Thanks for the reply.

And for the record......I am also a lady.....well, I was last time I looked  
(Lots of people assume Hezbez is a guy, must be something about the name :?)


----------



## scottie

*pickering show*

Hi Hez
Very Very Sorry.
        
scottie


----------



## Sonesta

Hi Scottie,

I too thank you for your reply and thanks again for offering to put us near to the road. Don't worry if this is not possible though as I am sure you have enough organising to do without the extra task of trying to accomodate individual needs and my scooter is fine on grass. 

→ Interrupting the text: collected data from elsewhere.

Issue #38, opened 2025-02-06
Fine-grained memory usage statistics


allenss-amazon:
Having per-index and per-field memory consumption numbers (visible in FT.INFO) would be a big help to both users and developers.

I'd propose a 'scoped" allocation object that would track the per-thread delta in consumed memory and update a stat. Doing it with a scoped object makes the code simple and clearn.

yairgott:
Good rampup task!

Sharing some context about how such a solution may look like:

I am really looking forward to Pickering and meeting everyone and I just love the atmosphere of these shows 

By the way Hezbez, before I started to sign my name Sue at the end of my posts I also was often mistaken for being a male! I guess my username must have macho connotations like yours ? So I do sympathise with you lol. :lol:

Hope to see you sometime over the weekend.

Sue


----------



## ytank

*are you going to pickering show*

are you going to the show this weekend if you please post back yes so we can see who is going and how many mhf members will be there :roll:

thanks tank

for taking the time to have a look


----------



## dillon

Hi ytank

If you go in to the rallies section pick the pickering one scroll down and click on attendes for the list

we will be their on friday afternoon

Stuart & Carol


----------



## ytank

i was not on about the mhf camping pitch just to the amount that are going


----------



## CliveMott

Yes


----------



## paulmold

We will be there but in the C&CC area.


----------



## quartet

*Badge*

Hi
Wondered if those going might want to wear a badge?
Just a thought!
Some might want to remain incognito...lol
Badge


----------



## leseduts

We should be there on Friday, but will go in the car as we have not unloaded the MH since arriving home.


----------



## TeamHymer

We'll be there from Friday lunchtime, but stopping in the Hymer Club International area. Hoping to pick up tips for our first continental trip in September. Will of course have a MHF sticker in the window to identify ourselves to any other members of the site. Call in for a beer if you are passing. Cheers. Peter & Kay


----------



## an99uk

*Badge to print*

http://www.motorhomefacts.com/modules/Forums/attach_mod/files/badge_small_119.jpg

Open link, copy to word document and then you can add your name.
Can be made into a badge or name plate for you van window.


----------



## suedew

Will be there on the Sunday
Sue n John


----------



## Pammy

We will be there on Thursday but in the MCC area.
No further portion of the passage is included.